Blessed with the screaming arrivals of our gorgeous rainbow sons,
Alexander October 2011, Zachary November 2013 and Lucas July 2016.

After Anabelle - Raising Rainbows
Heartbreak. Joy. Death. Life. But most of all Love.

Tuesday, 1 May 2012

P is for...

... poems...

I've written a small number of poems since Anabelle died. I never thought myself the writer, I hadn't written a poem since junior school! But one day, one kind of just started, I'm not sure how or why but it felt like a release. Somehow therapeutic to let the words flow in a different way. I suppose poems visualised my pain. Writing in all its forms has easily become my way of organising and processing my grief. 

I hadn't written one for a long while, maybe not even for a year; but in December, after a rough couple of days in a low place I found myself writing one in my head again. I'd been struggling with the perception that 'everything must be ok now' because we had Alexander. Many well meaning people throughout December told me that Christmas would be better this year now we had Xander, or after Christmas said we must've had a much happier Christmas this year. This perception that everything was better. 

And to some extent it is true, we did have a much happier Christmas is many ways. Our son was here, we celebrated with him, we enjoyed Father Christmas trips, opening presents and spoiling him - we did all the things we as parents with our baby were supposed to do, we wanted to do them, it was important that we celebrated his first Christmas to the full; but not any of this negated the pain we felt with Anabelle's absence.
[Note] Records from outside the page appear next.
PR #5232, opened 2025-06-30
Skip arb executions for dex explorer price charts

cronokirby:
## Describe your changes

This also creates a backwards compatible mechanism to allow app views to automatically reset themselves if relevant options change. In this case, this allows this change to run on top of an existing indexed database, with the result (test this) of just resetting the dex explorer component, since the options affecting indexing will have changed.

I also added a safeguard to prevent accidentally clobbering over the relevant app view when the options change. Instead, an explicit opt in with `--new-options` is required to indicate that you intended to reset that app view with new options.

In particular, to test, running pindexer SHOULD FAIL without `--new-options`, and then SHOULD SUCCEED with `--new-options`, with the result of re-running the dex_ex app view, this time without arb executions in the price chart. (There's a new flag to enable them again)

  > indexing only

### DIFF
--- a/Cargo.lock
+++ b/Cargo.lock
@@ -6591,6 +6591,7 @@ version = "2.0.1"
 dependencies = [
  "anyhow",
  "assert_cmd",
+ "blake2b_simd 1.0.2",
  "chrono",
  "clap",
  "cometindex",
--- a/crates/bin/pindexer/Cargo.toml
+++ b/crates/bin/pindexer/Cargo.toml
@@ -20,6 +20,7 @@ network-integration = []
 
 [dependencies]
 anyhow = {workspace = true}
+blake2b_simd = {workspace = true}
 clap = {workspace = true}
 chrono = {workspace = true, features = ["serde"] }
 cometindex = {workspace = true}
--- a/crates/bin/pindexer/src/dex_ex/mod.rs
+++ b/crates/bin/pindexer/src/dex_ex/mod.rs
@@ -1481,7 +1481,18 @@ impl AppView for Component {
     }
 
     fn version(&self) -> Version {
-        Version::with_major(1)
+        let hash: [u8; 32] = blake2b_simd::Params::default()
+            .personal(b"option_hash")
+            .hash_length(32)
+            .to_state()
+            .update(&self.denom.to_bytes())
+            .update(&self.min_liquidity.to_le_bytes())
+            .update(&[u8::from(self.ignore_arb_executions)])
+            .finalize()
+            .as_bytes()
+            .try_into()
+            .expect("Impossible 000-001: expected 32 byte hash");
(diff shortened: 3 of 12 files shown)


conorsch:
> In particular, to test, running pindexer SHOULD FAIL without `--new-options`

Yes, this is true.

> then SHOULD SUCCEED with `--new-options`

No, this is false: pindexer now fails even when `--new-options` is provided. At first, I thought this was a regression that only occurred when pindexer's dest database is empty, because that's the situation most of my testing scripts provide—and that's why the smoke tests are failing on this PR—but I also verified that when when I import a recent pindexer dbdump and use that as a dest db, the error still occurs:

```
2025-07-01T20:36:11.091534Z  INFO sqlx::postgres::notice: relation "index_watermarks" already exists, skipping                                                
2025-07-01T20:36:11.094763Z  INFO sqlx::postgres::notice: column "option_hash" of relation "index_watermarks" already exists, skipping                        
2025-07-01T20:36:11.100592Z  INFO cometindex::indexer: resetting index name="dex_ex" old_version=Version { major: Some(1), option_hash: None } new_version=Version { major: Some(1), option_hash: Some([35, 5, 18, 164, 147, 134, 223, 247, 102, 41, 226, 188, 61, 22, 64, 33, 232, 13, 44, 2, 77, 226, 133, 177, 238, 37, 233, 18, 149, 244, 0, 9]) }                                                                                                                                    
2025-07-01T20:36:11.118165Z  INFO sqlx::postgres::notice: drop cascades to table dex_ex.candles                                                               
Error: error returned from database: type "version" does not exist                                                                                            
                                                                                                                                                              
Caused by:                                                                                                                                                    
    type "version" does not exist  
```

That specific error should be rather easy to patch. However, what's the goal of the `--new-options` flag? It seems designed to preserve db integrity for operators, so that appviews don't change in surprising ways. Is that about the gist of it? If so, I'm not sure it's worth trouble: it's actually a pretty cool feature of pindexer that it can update appviews retroactively when new versions are released. So, I suppose my suggestion is to drop the caution of the `--new-options` flag altogether, but open to further discussion.

cronokirby:
The point of the `--new-options` flag is not to prevent new _versions_ from automatically being applied, but to prevent new _command line options_ from automatically being applied. The intent is that if you run pindexer once with certain flags, that affect how the app views process data, and then run it again forgetting some flag, by default it will not reset the app view, but instead fail.

cronokirby:
I'm a bit puzzled by the smoke test failures. I ran pindexer locally with an empty destination database, and no --new-options flag, and it succeeded. Is there some kind of transient state with the smoke tests?

conorsch:
'twas but a trailing backslash!

conorsch (approved):
Looking good! I've tested extensively locally. I'll be clear about the new flag in the release notes, and ping a few known operators out of band.

PR #5233, opened 2025-07-02
 fix(docs): correctly determine version tag in notes workflow

ianlv:
## Describe your changes

 The notes.yml workflow was failing on push-triggered runs because it directly accessed
  github.event.inputs.image_tag, which is not defined in the push event context. This change introduces a
  step to properly determine the documentation version tag based on the event trigger, checking for
  workflow_call or workflow_dispatch inputs and falling back to github.ref_name. This ensures the workflow
  runs reliably regardless of how it is initiated.

### DIFF
--- a/.github/workflows/notes.yml
+++ b/.github/workflows/notes.yml
@@ -4,7 +4,17 @@ on:
     branches:
       - main
   workflow_dispatch:
+    inputs:
+      image_tag:
+        description: "Image tag to use for the docs subdirectory."
+        required: false
+        type: string
   workflow_call:
+    inputs:
+      image_tag:
+        description: "Image tag to use for the docs subdirectory."
+        required: false
+        type: string
 
 jobs:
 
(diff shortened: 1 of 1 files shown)


ianlv:
> > The notes.yml workflow was failing on push-triggered runs
> 
> Incorrect, the docs workflow has been passing just fine, and runs on every merge to main, which is classed as a "push" event to main.
> 
> > because it directly accessed github.event.inputs.image_tag, which is not defined in the push event context
> 
> While it's true that `github.event.inputs.image_tag` is not defined, all occurrences of that string are suffixed with `|| github.ref_name` as a fallback, to ensure that a valid value is always used.
> 
> I appreciate your interest in the project! I'm not going to merge this change, because I don't want to introduce new inputs on image tags in the docs builds. Zooming out, we should probably remove all mention of versioning from both the CI and the docs URLs, as was done for the guide in #4301. See related discussion in #6.
> 
> If you'd like to take a stab at adapting #4301 for the protocol docs, @ianlv, I'd be happy to review! You can also find me in the project Discord if you'd like to chat.

Thanks for your kindly help!

PR #5236, opened 2025-07-03
fix: update option hash in indexing state

cronokirby:
## Describe your changes

We were not writing the option hash when updating the indexing state, causing failures when we tried to run pindexer again without "new-options"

By Boxing Day I was exhausted, feeling dark and low. I was all done with putting on the happy face, now I needed time to grieve my daughter. Another Christmas where she wasn't. 

You see there is really no such thing as better. There is different, there is happy, but not better. 

There is still sad too. That doesn't get better. Now there is two conflicting experiences going on; amazing joy for our boy and broken despair for our girl. These almost parallel lives collide often, delicately intertwined. Still grieving parents, and new parents again all rolled into one. There are many fragile moments. In all our happy there is pain. 

She should be here, there is no escaping that. Alexander being here doesn't stop that being true, or painful for us. 

Anabelle's death influences everything, we probably enjoy our son all the more because of her. She taught us to be parents, to appreciate what really matters, what we want to remember the most. We don't want to remember his baby days as being tired or how many difficult nights there were. We want to remember that we soaked up everything about him, that I held him all day if he wanted me too and didn't care about this supposed 'rod I'm creating for my own back'. We want him to 'remember' being soaked in love. 

We are utterly in love with him, we gush, we goo, we make the effort not to waste a moment of him because we know it could've all been so different. It could still all turn so differently. My fear of his death is nearly always at the forefront of my mind, maybe obsessively so, maybe one day I'll calm down, maybe I won't. It is always going to be a fear, our first child died, we know that pain only too well. 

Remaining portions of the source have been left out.